Michael McLure at Last Waltz concert, 1976, reading from The Canterbury Tales

Watch and listen to U.S. poet Michael McClure (above) recite an excerpt from the General Prologue to Geoffrey Chaucer’s The Canterbury Tales. The poem, from the late 1300s, is one of the first great works of literature when English as we know it was taking shape.

I love the strangeness of the language, the odd pronunciations, the French cast to the words, the rhythm and musicality of Middle English poetry. 

McClure’s performance was in an unusual context: on the stage of the Winterland Ballroom, San Francisco, November 26, 1976. It was the last concert performed by The Band, along with guests like Bob Dylan, Van Morrison, Joni Mitchell, and Muddy Waters.

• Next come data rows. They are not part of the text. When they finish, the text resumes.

Issue #358, opened 2019-10-29
even with --archive option, krew still insists on validating sha256


starpit:
krew nicely lets me override the manifest with a `--archive` command line option. however, if my manifest specifies a sha256, the krew installation will fail, because the manifest specifies a sha256 that will surely not match the archive given on the command line. maybe i'm missing something?

as a closely related issue, the error reporting in this case could perhaps use some improvement.

if i invoke krew with
```sh
kubectl krew install --manifest=kubeui.yaml --archive=./dist/electron/Kui-darwin-x64.tar.gz 
```

i get this error, which is a sha256 validation error, but the `uri` string is misleading, as it does not match the `--archive=` option. also it took me a while to parse this out. i first read "failed to download and extract", and only with more careful parsing (and ignoring the misleading uri string) did i finally parse this out as a sha256 mismatch error

> failed to install plugin "kubeui": install failed: failed to download and extract: failed to download and verify file: failed to get the uri "https://github.com/kui-shell/plugin-kubeui/releases/download/v1.0.0/kubectl-kubeui_darwin_amd64.zip": checksum does not match, want: f6f2509fc58607030659b90424fabf96a25981652a162fccbd195158bdf3dca0, got 162dd81efcd806a94346535c87724cf06125d9c64677d2c61294304bddeedfb0

ahmetb:
I recall there was a time we skipped checksum verification for local --archive files. Maybe there's a bug that prevents that.

You're right, it would be be better if the URL mentioned the local file and not the URL in the manifest (despite not actually downloading).

ahmetb:
/cc @ferhatelmas
/cc @corneliusweig 
can one of you please investigate?

corneliusweig:
Thanks for reporting this. Indeed, the error message is a bit misleading here, so that should be improved.

On the other hand, I do believe that it is the better behavior to enable shaSum validation for `--manifest`+`--archive`. This is the only way for plugin authors to check if their manifest is valid without first uploading the archive to a hosting platform. Thus, the shaSum check should also fail hard when installing locally.

ahmetb:
> This is the only way for plugin authors to check if their manifest is valid without first uploading the archive to a hosting platform.

Yeah, I started to recall that this is why we enabled checksum check with `--manifest` again. Do you know what uses the noopVerifier today?

starpit:
thanks for the consideration. i guess i found it a bit tedious to have to modify the file every time i rebuilt my test archive.

[...]

PR #361, opened 2019-10-29
Improve error messages when installing from manifest+archive

corneliusweig:
Related #358

### DIFF
--- a/pkg/download/fetch.go
+++ b/pkg/download/fetch.go
@@ -47,7 +47,8 @@ var _ Fetcher = fileFetcher{}
 type fileFetcher struct{ f string }
 
 func (f fileFetcher) Get(_ string) (io.ReadCloser, error) {
-	return os.Open(f.f)
+	file, err := os.Open(f.f)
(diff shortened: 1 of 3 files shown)


pkg/download/fetch.go
```diff
@@ -37,7 +37,7 @@ type HTTPFetcher struct{}
 func (HTTPFetcher) Get(uri string) (io.ReadCloser, error) {
 	resp, err := http.Get(uri)
 	if err != nil {
-		return nil, err
+		return nil, errors.Wrapf(err, "failed to get the uri %q", uri)
```
ahmetb: hmm do you think we could use wrapping `error` of FileFetcher.Get , like:

    failed to open specified archive file for reading: ..

ahmetb:
/lgtm
/approve
/hold 
have only 1 comment.

pkg/download/fetch.go
corneliusweig: Makes total sense, then this is treated uniformly in both FileFetchers.

PR #362, opened 2019-10-29
Remove trueVerifier from main logic

corneliusweig:
This verifier implementation is only used in tests, so it should be defined there.

### DIFF
--- a/pkg/download/downloader_test.go
+++ b/pkg/download/downloader_test.go
@@ -165,7 +165,7 @@ func TestDownloader_Get(t *testing.T) {
 		{
 			name: "successful get",
 			fields: fields{
-				verifier: NewInsecureVerifier(),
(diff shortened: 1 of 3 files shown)


pkg/download/downloader_test.go
```diff
@@ -444,3 +452,37 @@ func Test_extractArchive(t *testing.T) {
 		})
 	}
 }
+
+func TestTrueVerifier(t *testing.T) {
```
corneliusweig: This test was moved in order to co-locate it with the type definition.

ahmetb: Tbh this test doesn’t make sense. 
Now that trueVerifier is a test-only type, we don’t need a test for this anymore.

corneliusweig: Agreed :)

PR #367, opened 2019-11-08
Clean untracked files while updating index

### LINKED ISSUE #264: Proposal: clean untracked files while updating index
Currently `krew update` (when called directly or indirectly via `install` or
`upgrade` commands) runs the following commands to ensure a _clean_ local
copy, so that we don't have to nuke/re-clone a repo every time.

- `git fetch -v`
- `git reset --hard '@{upstream}'`

However, these commands do not clean up untracked files.
I'm not sure if the _untracked files_ cause any issues yet but it feels like
we can also run `git clean -xfd` to remove untracked files from the local copy
in the `pkg/gitutil#EnsureUpdated()`.

/kind proposal
/priority backlog

ferhatelmas:
fixes #264

### DIFF
--- a/pkg/gitutil/git.go
+++ b/pkg/gitutil/git.go
@@ -51,8 +51,11 @@ func update(destinationPath string) error {
 		return errors.Wrapf(err, "fetch index at %q failed", destinationPath)
 	}
 
-	err := exec(destinationPath, "reset", "--hard", "@{upstream}")
-	return errors.Wrapf(err, "reset index at %q failed", destinationPath)
+	if err := exec(destinationPath, "reset", "--hard", "@{upstream}"); err != nil {
+		return errors.Wrapf(err, "reset index at %q failed", destinationPath)
+	}
+	err := exec(destinationPath, "clean", "-xfd")
+	return errors.Wrapf(err, "clean index at %q failed", destinationPath)
 }
 
 // EnsureUpdated will ensure the destination path exists and is up to date.
--- a/pkg/gitutil/git.go
+++ b/pkg/gitutil/git.go
@@ -51,9 +51,12 @@ func update(destinationPath string) error {
 		return errors.Wrapf(err, "fetch index at %q failed", destinationPath)
 	}
 
-	if err := exec(destinationPath, "reset", "--hard", "@{upstream}"); err != nil {
-		return errors.Wrapf(err, "reset index at %q failed", destinationPath)
-	}
+	err := exec(destinationPath, "reset", "--hard", "@{upstream}")
+	return errors.Wrapf(err, "reset index at %q failed", destinationPath)
+}
+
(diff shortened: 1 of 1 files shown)


pkg/gitutil/git.go
```diff
@@ -51,8 +51,11 @@ func update(destinationPath string) error {
 		return errors.Wrapf(err, "fetch index at %q failed", destinationPath)
 	}
 
-	err := exec(destinationPath, "reset", "--hard", "@{upstream}")
-	return errors.Wrapf(err, "reset index at %q failed", destinationPath)
+	if err := exec(destinationPath, "reset", "--hard", "@{upstream}"); err != nil {
```
ahmetb: probably need to update godoc, and possibly the method name, right? 
this method now does certain things.

Also does this respect `--no-update-index` flags?

pkg/gitutil/git.go
```diff
@@ -51,8 +51,11 @@ func update(destinationPath string) error {
...
+		return errors.Wrapf(err, "reset index at %q failed", destinationPath)
+	}
+	err := exec(destinationPath, "clean", "-xfd")
```
corneliusweig: Argh.. there are no long options for `-xd` (only `--force/-f`). So can you add an explanatory comment what the git command does?

pkg/gitutil/git.go
ferhatelmas: put it under another function for clarity.

flag is already taken care in the call path.

pkg/gitutil/git.go
ferhatelmas: made it a separate function, I guess it's good enough now.

ahmetb: there was no need to make a new function IMO. there doesn't seem to be splitting these, esp. since we aren't testing them.

ferhatelmas: This is exactly what I thought (tests) but then did it anyway because it was somehow addressing two comments and we might add tests later.

ferhatelmas: Should I merge them back or good to keep?

ahmetb: Yeah might as well merge back.
that method is basically 3 execs.

ferhatelmas: Merged.

ferhatelmas: @corneliusweig since godoc is updated, is inline comment needed?

corneliusweig: @ferhatelmas The godoc should be enough :)

ferhatelmas:
@corneliusweig approval?

corneliusweig:
> @corneliusweig approval?

Most of the discussion was lead by @.ahmetb, so I didn't want to interfere too much :)

PR #370, opened 2019-11-09
Rely on standard utils for `IsSubPath`

corneliusweig:
* Add more test cases
* Fix misleading argument naming of `IsSubPath`
       - subPath -> basePath
       - path    -> subPath

### DIFF
--- a/pkg/pathutil/pathutil_test.go
+++ b/pkg/pathutil/pathutil_test.go
@@ -15,6 +15,7 @@
 package pathutil
 
 import (
+	"os"
 	"path/filepath"
 	"reflect"
 	"testing"
@@ -28,7 +29,7 @@ func TestIsSubPathExtending(t *testing.T) {
 	tests := []struct {
 		name            string
 		args            args
-		wantExtending   []string
+		wantExtending   string
 		wantIsExtending bool
 	}{
 		{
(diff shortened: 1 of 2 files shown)


pkg/pathutil/pathutil_test.go
```diff
@@ -55,17 +56,54 @@ func TestIsSubPathExtending(t *testing.T) {
...
 				extendingPath: filepath.Join("a"),
 			},
-			wantExtending:   nil,
-			wantIsExtending: false,
+		},
+		{
+			name: "base path is not clean",
+			args: args{
+				basePath:      filepath.Join("d", "..", "a", "b", "..", "..", "a"),
+				extendingPath: filepath.Join("a", "b"),
```
ahmetb: nit: test cases are hard to read
do you mind quickly replacing these with `filepath.FromSlash()`
maybe not needed so much I'm not sure

ahmetb:
/lgtm
/approve
/hold
feel free to /hold cancel as you wish if you wanna fix nit above

pkg/pathutil/pathutil_test.go
corneliusweig: Oh it's a good idea and easily done.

There was a pause in the music when McClure walked onstage, found a microphone, and began intoning the ancient lines. In the words of The Atlanta Poetry Review, he “lilted, rolled, and seduced the audience into the lyric tonality of Middle English.”

Whan that Aprille …

When the month turns to April, I find myself reciting the words:

Whan that Aprille with his shoures soote, 
The droghte of March hath perced to the roote, 
And bathed every veyne in swich licóur 
Of which vertú engendred is the flour

Hard words to pierce. They’re like another language from a different time. But they’re all too human.

When April, with its sweet rains,
Has pierced the drought of March to the root
And bathed every (plant) vein in such liqueur
That engenders the flower

It speaks of the land awakening from a cold, dark winter. How the West Wind breathes life into every wood and field, giving new life to the trees and flowers. The birds, that sleep all night with open eyes, begin to sing of this renewal.

An Ode to Joy Chorale

We’re in Chaucer’s moment right now. The sap stirs in our Garry Oak and cherry trees, whose branches fill with new leaves and blossoms. On bake days, I rise in the dark and silence. The birdsong starts when the morning light first shows itself. It crescendoes into a full-on “Ode to Joy” chorale by the time the first loaves are coming out of the oven. Choirs of croaking frogs rise from the creeks at the corner of the property.

Nature’s renewal fills the hearts of people, too. The characters of Chaucer’s Canterbury Tales set out on pilgrimages to holy shrines, where they seek the intervention of martyrs and saints to cure their sickness and suffering.

Thanne longen folk to goon on pilgrimages
...
The hooly blisful martir for to seke,
That hem hath holpen whan that they were seeke.

I don’t feel the need to visit the shrine of St. Thomas á Beckett, as Chaucer’s pilgrims do, but I do seek a cure of sorts. I want to move outdoors, to breathe in the air, see the green colouring in the flat brown and grey of the woods, to welcome the flowers and greet the birds. My connection to nature is the cure, the purification.

Swimming in the clear waters of Boundary Pass, these days, is my purification, my salvation!

Thanne longen folk …

The Canterbury Tales are a collection of 24 stories told by members of a group of pilgrims traveling from London to Canterbury, the resting place of the martyred St. Thomas.

Chaucer, the narrator

There is plenty of time for talk on the three-day journey. Each storyteller is an archetype of some aspect of medieval life, a miller, priest, knight, a “wife,” cook, lawyer, sailor.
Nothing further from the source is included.